[WHAT YOU ARE ASKED TO DO] Only the lines below between the ones containing "PR #410, opened 2026-06-11" and "DecodeWorkEstimator forces split_kv=false", inclusive, are to be reproduced, each exactly as it stands.

[DATA EXTRACTS]
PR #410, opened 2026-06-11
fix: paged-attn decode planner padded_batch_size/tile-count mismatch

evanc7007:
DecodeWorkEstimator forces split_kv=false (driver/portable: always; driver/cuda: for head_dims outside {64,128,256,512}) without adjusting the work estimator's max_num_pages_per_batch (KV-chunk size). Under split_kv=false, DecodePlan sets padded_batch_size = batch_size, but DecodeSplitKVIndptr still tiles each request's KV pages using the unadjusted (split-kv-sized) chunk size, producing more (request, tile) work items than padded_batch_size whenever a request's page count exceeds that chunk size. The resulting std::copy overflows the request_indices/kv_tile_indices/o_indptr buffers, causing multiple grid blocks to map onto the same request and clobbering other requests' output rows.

---

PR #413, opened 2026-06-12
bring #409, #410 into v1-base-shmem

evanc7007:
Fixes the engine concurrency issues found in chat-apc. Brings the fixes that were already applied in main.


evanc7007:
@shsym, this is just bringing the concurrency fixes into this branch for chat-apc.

[ANSWER TO THE PROBLEM]
PR #410, opened 2026-06-11
fix: paged-attn decode planner padded_batch_size/tile-count mismatch

evanc7007:
DecodeWorkEstimator forces split_kv=false (driver/portable: always; driver/cuda: for head_dims outside {64,128,256,512}) without adjusting the work estimator's max_num_pages_per_batch (KV-chunk size). Under split_kv=false, DecodePlan sets padded_batch_size = batch_size, but DecodeSplitKVIndptr still tiles each request's KV pages using the unadjusted (split-kv-sized) chunk size, producing more (request, tile) work items than padded_batch_size whenever a request's page count exceeds that chunk size. The resulting std::copy overflows the request_indices/kv_tile_indices/o_indptr buffers, causing multiple grid blocks to map onto the same request and clobbering other requests' output rows.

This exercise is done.